» WHAT TO WORK ON: How many lines in the data below contain the string "bounty"? Answer with the number only.

Dataset entries:
========================================================================

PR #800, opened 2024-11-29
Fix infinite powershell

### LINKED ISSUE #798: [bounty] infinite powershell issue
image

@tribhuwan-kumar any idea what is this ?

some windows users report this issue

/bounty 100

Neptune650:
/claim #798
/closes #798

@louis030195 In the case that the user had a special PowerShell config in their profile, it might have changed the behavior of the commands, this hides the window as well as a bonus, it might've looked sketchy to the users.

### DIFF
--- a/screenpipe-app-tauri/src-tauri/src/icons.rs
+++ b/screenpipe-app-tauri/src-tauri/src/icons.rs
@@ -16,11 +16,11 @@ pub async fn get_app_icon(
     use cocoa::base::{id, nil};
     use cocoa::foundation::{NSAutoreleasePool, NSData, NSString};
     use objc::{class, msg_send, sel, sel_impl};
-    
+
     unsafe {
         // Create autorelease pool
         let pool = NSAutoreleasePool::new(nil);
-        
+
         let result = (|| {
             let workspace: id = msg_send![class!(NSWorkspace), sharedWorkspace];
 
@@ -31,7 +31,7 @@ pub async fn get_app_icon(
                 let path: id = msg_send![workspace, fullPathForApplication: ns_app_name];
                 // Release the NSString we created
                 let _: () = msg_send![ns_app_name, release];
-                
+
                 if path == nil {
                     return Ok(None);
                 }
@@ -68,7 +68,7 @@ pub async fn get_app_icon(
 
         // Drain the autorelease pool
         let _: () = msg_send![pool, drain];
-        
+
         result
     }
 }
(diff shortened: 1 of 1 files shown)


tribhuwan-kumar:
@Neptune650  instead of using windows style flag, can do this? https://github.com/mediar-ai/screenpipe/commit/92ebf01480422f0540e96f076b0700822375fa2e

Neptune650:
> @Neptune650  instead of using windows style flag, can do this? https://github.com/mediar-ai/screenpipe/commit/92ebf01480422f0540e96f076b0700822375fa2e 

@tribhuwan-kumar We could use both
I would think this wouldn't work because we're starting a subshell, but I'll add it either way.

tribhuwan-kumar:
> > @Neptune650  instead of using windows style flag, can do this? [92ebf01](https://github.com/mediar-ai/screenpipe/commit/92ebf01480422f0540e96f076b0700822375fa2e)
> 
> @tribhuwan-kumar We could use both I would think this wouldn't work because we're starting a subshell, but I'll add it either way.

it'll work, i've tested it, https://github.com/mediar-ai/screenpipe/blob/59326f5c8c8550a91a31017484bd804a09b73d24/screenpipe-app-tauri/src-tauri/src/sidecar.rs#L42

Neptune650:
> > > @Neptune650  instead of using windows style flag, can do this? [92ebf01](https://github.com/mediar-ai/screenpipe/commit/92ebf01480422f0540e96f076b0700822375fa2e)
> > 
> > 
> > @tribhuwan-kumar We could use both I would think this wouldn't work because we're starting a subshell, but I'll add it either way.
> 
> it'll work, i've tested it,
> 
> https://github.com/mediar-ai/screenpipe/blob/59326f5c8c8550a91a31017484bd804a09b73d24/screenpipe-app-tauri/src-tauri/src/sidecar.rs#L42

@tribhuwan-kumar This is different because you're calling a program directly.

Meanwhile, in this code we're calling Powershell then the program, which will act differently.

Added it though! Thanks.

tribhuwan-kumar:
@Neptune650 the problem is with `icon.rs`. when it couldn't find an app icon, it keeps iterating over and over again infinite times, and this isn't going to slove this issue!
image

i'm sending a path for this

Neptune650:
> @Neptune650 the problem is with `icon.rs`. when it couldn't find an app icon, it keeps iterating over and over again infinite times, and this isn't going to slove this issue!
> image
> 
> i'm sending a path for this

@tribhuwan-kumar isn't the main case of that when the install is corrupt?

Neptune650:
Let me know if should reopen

========================================================================

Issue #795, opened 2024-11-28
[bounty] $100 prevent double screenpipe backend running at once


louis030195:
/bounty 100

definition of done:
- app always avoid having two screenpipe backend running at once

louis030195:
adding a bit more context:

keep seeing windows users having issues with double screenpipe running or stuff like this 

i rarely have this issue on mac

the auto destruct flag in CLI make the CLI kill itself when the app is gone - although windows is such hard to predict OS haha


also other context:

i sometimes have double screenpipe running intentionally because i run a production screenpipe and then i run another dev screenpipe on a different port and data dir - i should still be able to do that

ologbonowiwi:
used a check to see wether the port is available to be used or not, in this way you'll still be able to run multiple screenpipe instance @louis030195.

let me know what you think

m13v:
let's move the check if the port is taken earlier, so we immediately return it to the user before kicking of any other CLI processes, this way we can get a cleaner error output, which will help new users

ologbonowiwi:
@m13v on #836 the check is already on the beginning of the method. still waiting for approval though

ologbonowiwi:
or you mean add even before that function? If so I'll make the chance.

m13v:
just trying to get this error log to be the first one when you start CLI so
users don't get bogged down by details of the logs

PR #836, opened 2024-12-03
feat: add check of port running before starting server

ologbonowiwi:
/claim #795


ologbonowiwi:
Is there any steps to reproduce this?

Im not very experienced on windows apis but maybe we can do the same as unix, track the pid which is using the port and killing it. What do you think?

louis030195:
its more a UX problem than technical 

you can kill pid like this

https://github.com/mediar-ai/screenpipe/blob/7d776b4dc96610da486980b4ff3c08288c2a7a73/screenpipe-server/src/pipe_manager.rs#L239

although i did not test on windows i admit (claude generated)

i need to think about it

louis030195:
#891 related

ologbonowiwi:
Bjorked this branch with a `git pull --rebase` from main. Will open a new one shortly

========================================================================

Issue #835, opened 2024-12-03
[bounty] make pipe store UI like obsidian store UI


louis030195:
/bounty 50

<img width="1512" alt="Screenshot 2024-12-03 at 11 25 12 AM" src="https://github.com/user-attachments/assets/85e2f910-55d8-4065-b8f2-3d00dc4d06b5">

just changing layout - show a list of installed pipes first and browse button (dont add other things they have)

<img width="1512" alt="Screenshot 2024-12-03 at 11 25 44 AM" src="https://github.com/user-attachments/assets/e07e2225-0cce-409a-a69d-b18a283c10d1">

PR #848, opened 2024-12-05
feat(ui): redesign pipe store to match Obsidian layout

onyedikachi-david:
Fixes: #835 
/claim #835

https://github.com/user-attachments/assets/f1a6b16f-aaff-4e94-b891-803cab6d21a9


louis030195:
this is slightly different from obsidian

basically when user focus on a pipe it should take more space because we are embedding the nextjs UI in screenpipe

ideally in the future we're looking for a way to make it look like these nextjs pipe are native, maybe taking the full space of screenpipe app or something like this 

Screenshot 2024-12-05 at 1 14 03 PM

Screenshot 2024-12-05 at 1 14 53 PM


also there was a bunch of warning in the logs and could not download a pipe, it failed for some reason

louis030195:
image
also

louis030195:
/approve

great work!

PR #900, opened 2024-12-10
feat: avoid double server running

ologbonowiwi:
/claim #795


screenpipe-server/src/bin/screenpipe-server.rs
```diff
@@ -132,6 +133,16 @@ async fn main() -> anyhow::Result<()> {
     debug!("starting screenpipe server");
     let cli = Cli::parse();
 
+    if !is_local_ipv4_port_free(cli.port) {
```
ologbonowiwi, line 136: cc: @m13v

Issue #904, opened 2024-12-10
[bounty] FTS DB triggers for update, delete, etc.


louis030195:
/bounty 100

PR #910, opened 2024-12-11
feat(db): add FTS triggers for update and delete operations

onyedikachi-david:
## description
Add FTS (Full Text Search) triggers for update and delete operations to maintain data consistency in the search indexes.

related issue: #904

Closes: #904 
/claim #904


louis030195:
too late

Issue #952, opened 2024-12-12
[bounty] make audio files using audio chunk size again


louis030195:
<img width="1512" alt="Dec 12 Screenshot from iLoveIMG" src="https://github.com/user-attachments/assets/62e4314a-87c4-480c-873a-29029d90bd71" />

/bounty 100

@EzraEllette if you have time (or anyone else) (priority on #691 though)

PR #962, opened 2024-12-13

========================================================================

» WRITTEN REPLY: 10